Poison on the Lawn

Posted by on Apr 9, 2018 in environment, spring, Unmowed Blog | 2 comments

I saw a sight this morning that froze my blood. There was a toddler, a hapless infant, sitting on a lawn. Not even a blanket underneath him, mind you—the poor child was sitting right on the grass. Made my blood run cold.

Why? Because it was nothing but blades of grass. Close-cropped and bristly as a Marine’s haircut. Not a weed to be seen, not a leaf of clover, not a dandelion, not a plantain leaf. Nothing but grass.lawn with herbicide

So what? That’s what a lawn is supposed to be, right?

Yes. But it doesn’t stay that way naturally. Weeds like dandelion, clover and plantain are highly aggressive and successful plants that adore the sunny, open habitat of lawns. When the lawn is left alone, except for occasional mowings, the clover colonizes. Spreading rapidly through the grass blades, the long runners of clover soon turn a prickly, grass-only lawn into a soft bed, ideal for toddlers to sit on. Or for cats to loll, dogs to sunbathe, robins to forage. Good lawn.

But a lawn that has clover will soon have other plants too, dandelions and plantain and such. Weeds.

So, some lawn-owners apply herbicides. Poison chemicals which target all broad-leaved species–in other words everything except grass. This seems impossible—how can a poison kill broad-leaved plants and not kill plants with only slightly narrower leaves? But grasses and broad-leaved plants like clover went their separate ways early in their evolutionary history, and developed very different vascular systems. The poison spreads quickly and efficiently through the broad-leaved plants, carried by veins throughout the leaves. So commonly applied lawn “weed and feeds” kill off clover, violets, buttercups and dandelions without harming the grass.

The question is, what else do they harm?organic lawn clover

Pesticides are poisons. They kill living things, that’s their purpose.

Children have long been identified as being especially vulnerable to pesticide exposure. Their developing bodies are at greater risk from toxins. Also, they don’t sit in chairs on the deck, sip iced tea, and gaze at the lawn. Children play on lawns: they roll down the hill, lie on the grass, chew grass blades. Like the robins and the neighborhood dogs and cats, they can’t read the little signs with the tiny letters warning that this lawn has been treated with herbicides.

I realize there’s an argument to be made for the occasional use of pesticides. We need to grow crops to feed hungry people. We need to battle invasive species. But how desperately do we need to eradicate clover from our yards, ballfields, and parks?

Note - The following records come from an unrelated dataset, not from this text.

PR #105, opened 2017-04-06
update pseudo not selector to allow multiple selections in ()

jjcarstens:
While trying to utilize the new pseudo `not` selector, I was trying to do a selection with multiple _or_ selectors in the `not` pseudo class. i.e. `a.link:not(.bar, [style=baz])`

However, `finder.ex` was splitting the string at `,` which broke up all subsequent token parsing. So I went ahead and mocked this up to support this use-case.

Happy to change what is needed to meet any style preference or design that's not currently met. Let me know what you think.

@philss @mmmries

### DIFF
--- a/lib/floki/selector.ex
+++ b/lib/floki/selector.ex
@@ -23,7 +23,7 @@ defmodule Floki.Selector do
                               classes: [],
                               attributes: [],
                               namespace: nil,
-                              pseudo_class: nil,
+                              pseudo_classes: [],
                               combinator: nil}, _tree) do
     false
   end
@@ -38,7 +38,7 @@ defmodule Floki.Selector do
       && type_match?(html_node, selector.type)
       && classes_matches?(html_node, selector.classes)
       && attributes_matches?(html_node, selector.attributes)
-      && pseudo_class_match?(html_node, selector.pseudo_class, tree)
+      && pseudo_classes_match?(html_node, selector.pseudo_classes, tree)
   end
 
   defp id_match?(_node, nil), do: true
@@ -96,10 +96,11 @@ defmodule Floki.Selector do
     end
   end
 
-  defp pseudo_class_match?(_html_node, nil, _tree), do: true
-  defp pseudo_class_match?(html_node, pseudo_classes, tree) when is_list(pseudo_classes) do
-    Enum.all?(pseudo_classes, &(pseudo_class_match?(html_node, &1, tree)))
+  defp pseudo_classes_match?(_html_node, [], _tree), do: true
+  defp pseudo_classes_match?(html_node, pseudo_classes, tree) do
+    Enum.all?(pseudo_classes, &pseudo_class_match?(html_node, &1, tree))
   end
+
   defp pseudo_class_match?(html_node, pseudo_class, tree) do
     case pseudo_class.name do
       "nth-child" ->
@@ -107,10 +108,7 @@ defmodule Floki.Selector do
       "first-child" ->
         PseudoClass.match_nth_child?(tree, html_node, %PseudoClass{name: "nth-child", value: 1})
       "not" ->
-        case pseudo_class.value do
-          selectors when is_list(selectors) -> Enum.all?(selectors, &(!Selector.match?(html_node, &1, tree)))
-          selector -> !Selector.match?(html_node, selector, tree)
-        end
+        Enum.all?(pseudo_class.value, &(!Selector.match?(html_node, &1, tree)))
       "fl-contains" ->
         PseudoClass.match_contains?(tree, html_node, pseudo_class)
       unknown_pseudo_class ->
--- a/lib/floki/selector.ex
+++ b/lib/floki/selector.ex
@@ -12,7 +12,7 @@ defmodule Floki.Selector do
             classes: [],
             attributes: [],
             namespace: nil,
-            pseudo_class: nil,
+            pseudo_classes: [],
             combinator: nil
 
   @doc false
--- a/lib/floki/selector.ex
+++ b/lib/floki/selector.ex
@@ -97,6 +97,9 @@ defmodule Floki.Selector do
   end
 
   defp pseudo_class_match?(_html_node, nil, _tree), do: true
+  defp pseudo_class_match?(html_node, pseudo_classes, tree) when is_list(pseudo_classes) do
+    Enum.all?(pseudo_classes, &(pseudo_class_match?(html_node, &1, tree)))
+  end
   defp pseudo_class_match?(html_node, pseudo_class, tree) do
     case pseudo_class.name do
       "nth-child" ->
--- a/lib/floki/selector.ex
+++ b/lib/floki/selector.ex
@@ -104,7 +104,10 @@ defmodule Floki.Selector do
       "first-child" ->
         PseudoClass.match_nth_child?(tree, html_node, %PseudoClass{name: "nth-child", value: 1})
       "not" ->
-        !Selector.match?(html_node, pseudo_class.value, tree)
+        case pseudo_class.value do
+          selectors when is_list(selectors) -> Enum.all?(selectors, &(!Selector.match?(html_node, &1, tree)))
+          selector -> !Selector.match?(html_node, selector, tree)
+        end
       "fl-contains" ->
         PseudoClass.match_contains?(tree, html_node, pseudo_class)
       unknown_pseudo_class ->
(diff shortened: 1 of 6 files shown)


mischov:
CSS Selectors Level 3 only supports a single selector inside of the `:not()` pseudo class, so not supporting a list of selectors inside of `:not()` would be the correct behavior.

CSS Selectors Level 4 proposes supporting lists of selectors (and even complex selectors) inside of `:not()`, but as I understand it this behavior does not have widespread adoption. Lack of widespread adoption does not mean Floki should not support this behavior, but I think Floki has so far kept closer to CSS Selectors Level 3 (it explicitly disallows complex selectors in `:not()`).

Were Floki to support multiple pseudo selectors I would suggest `a.link:not(.bar):not([style=baz])`, but I don't think Floki does.

jjcarstens:
That's a good point @mischov. In most of my browser testing, selector lists were working just fine and checking support in each browser showed it _worked_, but not officially supported.

I just tested with `a:link:not(.foo):not(.bar)` and the selector is parsed, but doesn't filter out the results with anything past the first pseudo-class `:not`. I'll see if I can get both supported.

Personally, I think this should be fine supporting behavior from CSS Selectors Level 4. Folki also has some custom iterations of pseudo-class processing outside of standard scopes (i.e. `:fl-contains('foobar')` is a good example of the most recent implementation). As long as both the selector list and `:not():not()` are supported

mischov:
@jjcarstens 
Especially given that Floki already supports compound selectors in `:not()`, I agree with you that supporting additional Selectors Level 4 behavior should be fine.

I think the issue with multiple pseudo classes in Floki is that only a single slot for a pseudo class is provided.

jjcarstens:
Added support for multiple `:not` declarations:
`a.link:not(.class):not(#id)`

and also supports `a.link:not(.class, .class2):not(#id)`

philss:
@jjcarstens @mischov sorry guys, I'm a little bit busy lately.

@jjcarstens Thank you very much for this PR! 😃
I have some considerations:

- It would be better if we refactor the `Selector` and `SelectorParser` to treat `pseudo_class` as always`pseudo_classes`. Working only with lists would make the implementation easier, and would make more flexible as well. It's a thing I wanted to do before;
- I think we should add tests that check the behavior of `:not(.foo):not(.bar)` version. Can you add?
- I'm not very comfortable to add support for the version with list of selectors separated by comma that is proposed by [CSS4](https://www.w3.org/TR/selectors4/#negation). One of the reasons is what @mischov commented (the lack of adoption), and the other is that I think it made the implementation a little more complicated. I would prefer to refactor to not have that "split" of commas, and not have that regex too before introducing this feature. What do you think? Did you always used this way before?

I want to support some features of CSS4. This specific feature that I'm not comfortable with right now.

philss:
@jjcarstens please tell me if you think it can worth the cost I mentioned. We can also go with this and improve later if you think so. :)

PS: I said complicated but I meant complex.

lib/floki/selector.ex
```diff
@@ -97,14 +97,20 @@ defmodule Floki.Selector do
   end
 
   defp pseudo_class_match?(_html_node, nil, _tree), do: true
+  defp pseudo_class_match?(html_node, pseudo_classes, tree) when is_list(pseudo_classes) do
```
philss: Treating as lists would remove this guard, and the line above.

lib/floki/selector.ex
```diff
@@ -97,14 +97,20 @@ defmodule Floki.Selector do
...
   defp pseudo_class_match?(html_node, pseudo_class, tree) do
     case pseudo_class.name do
       "nth-child" ->
         PseudoClass.match_nth_child?(tree, html_node, pseudo_class)
       "first-child" ->
         PseudoClass.match_nth_child?(tree, html_node, %PseudoClass{name: "nth-child", value: 1})
       "not" ->
-        !Selector.match?(html_node, pseudo_class.value, tree)
+        case pseudo_class.value do
+          selectors when is_list(selectors) -> Enum.all?(selectors, &(!Selector.match?(html_node, &1, tree)))
```
philss: Removing the `comma` inside `:not()` would remove this `case`, right?

mischov:
> It would be better if we refactor the Selector and SelectorParser to treat pseudo_class as alwayspseudo_classes. Working only with lists would make the implementation easier, and would make more flexible as well. It's a thing I wanted to do before

That would be my suggestion as well.

> I'm not very comfortable to add support for the version with list of selectors separated by comma that is proposed by CSS4 ... I think it made the implementation a little more complicated. I would prefer to refactor to not have that "split" of commas, and not have that regex too before introducing this feature. What do you think? Did you always used this way before?

I don't *think* that removing the split and allowing a list of comma separated selectors needs to complicate things.

I added this functionality earlier today in Meeseeks, and all that was really involved in the process was adding an initial step to the sector parsing that handles the many-selectors case. In Floki `do_parse` takes tokens and an element as args, but you could also have a `do_parses` or something that would take tokens and an element accumulator as args.

This is what it looked like when I added it:
https://github.com/mischov/meeseeks/blob/82dd7bf77dc5fea083677626890c9ce4c16a7448/lib/meeseeks/selector/css/parser.ex#L16-L43

jjcarstens:
* I'll add those test cases. Totally slipped my mind

* I actually would prefer to treat it as `pseudo_classes`. I initially did it this way thinking it would prevent edge cases I hadn't thought through with existing code. Afterwards, I didn't fully like the result and thought I'd let you weigh in.

* I'm not totally attached to keeping the comma split. That's how I've tested in browsers and is probably more attributed to laziness and typing less characters. it's nice to have and I can investigate based off @mischov suggestion, but would be fine to drop it for now if that's not what you'd like to support. Either way, happy to make those changes now

philss:
@jjcarstens @mischov 
OK guys, let's add this feature! We can refactor later based on what @mischov suggested (to remove the `split`).

Thank you both!

lib/floki/selector_parser.ex
```diff
@@ -42,49 +42,33 @@ defmodule Floki.SelectorParser do
...
-    pseudo_class = selector.pseudo_class
-    do_parse(t, %{selector | pseudo_class: %{pseudo_class | value: to_string(pattern)}})
+    [pseudo_class | pseudo_classes] = selector.pseudo_classes
+    do_parse(t, %{selector | pseudo_classes: [%{pseudo_class | value: to_string(pattern)} | pseudo_classes]})
   end
   defp do_parse([{:pseudo_class_quoted, _, pattern} | t], selector) do
-    pseudo_class = selector.pseudo_class
-    do_parse(t, %{selector | pseudo_class: %{pseudo_class | value: to_string(pattern)}})
-  end
-  defp do_parse([{:pseudo_class_generic_value, _, value} | t], selector) do
```
jjcarstens: I couldn't find anywhere this was used and it seemed to be older, duplicate code so I went ahead and removed it in 9b2eee2. Let me know if it needs to stay in.

lib/floki/selector_parser.ex
```diff
@@ -157,28 +141,34 @@ defmodule Floki.SelectorParser do
...
+    pseudo_class = update_pseudo_not_value(pseudo_class, pseudo_not_selector)
+    do_parse_pseudo_not(t, pseudo_class)
+  end
+  defp do_parse_pseudo_not([{:space, _} | t], pseudo_not_selector, pseudo_class) do
+    do_parse_pseudo_not(t, pseudo_not_selector, pseudo_class)
   end
-  defp split_list_for_not_tokens([], tokens_before) do
-    {[], tokens_before}
+  defp do_parse_pseudo_not([next_token | t], pseudo_not_selector, pseudo_class) do
+    pseudo_not_selector = do_parse([next_token], pseudo_not_selector)
```
jjcarstens: This seemed cleaner to parse the next token one by one within the parenthesis of `:not()` building all selectors within before leaving the pseudo_not parsing. It also avoids having to change any `do_parse` logic and trying to handle quite a few different edge cases

lib/floki/selector_parser.ex
philss: Yes, it is not in use. I forgot to delete. 🔥

lib/floki/selector_parser.ex
philss: Nice!

philss:
@jjcarstens I think this is awesome! The possibility to use multiple pseudo-class selectors is great too!
We can think in a way to get rid of the Regex later. It's good enough for now!

Thank you very much! 💜

PS: I'm gonna squash into one commit to make the history more clean.

philss:
@jjcarstens @mischov this was released in version `0.17.0`. Thanks!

Lawn treated with pesticide vs. plain old grass, clover, and dandelions? I know which one my baby’s going to sit on.

 

For more info on the dangers of herbicides, especially as they relate to children, see: http://www.scribd.com/doc/57424066/The-MAINE-REPORT-The-dangers-of-lawn-herbicides-and-other-pesticides-in-the-state-of-Maine

2 Comments

  1. You’re singing our tune! I’m writing to introduce you to Waltham, MA-based Meadowscaping for Biodiversity (MS4B-www.meadowmaking.org). We offer outdoor, project-based, environmental enrichment programs that immerse youth in nature and empower them to make a positive contributions to the environment and their futures. Youth (7 – 19) learn about biodiversity, wildlife habitat, ecosystem gardening, etc. while they transform turf lawns into meadows (or gardens) filled with native plants, shrubs and grasses. When we and our youth approach property owners, we face status quo resistance and willful ignorance about the harm these -cides are doing in and to nature! We gently explain the role native perennials play in supporting the food chain and try to persuade people that their gardens can be both beautiful and functional and that all citizens can do their part to help the environment in their own backyards by replacing resource-intensive, toxically created gardens (and all the bad practices t), with affordable, pollinator- (and wildlife) friendly, perennial native plants.
    If it sounds like we are channelling Doug Tallamy, Rachel Carson, Pope Francis…and we are using your books to support the learning of our younger students, we are! I love “Karl, Get out of the Garden!…” and look forward to reading the others.
    Thank you! Jean Devine and Barbara Passero. jdevine@meadowmaking.org

    • How interesting, your organization sounds wonderful. We need more educators like you! What a fabulous idea, to get kids involved in turning lawns (ecological deserts) into meadows. Thanks for getting in touch.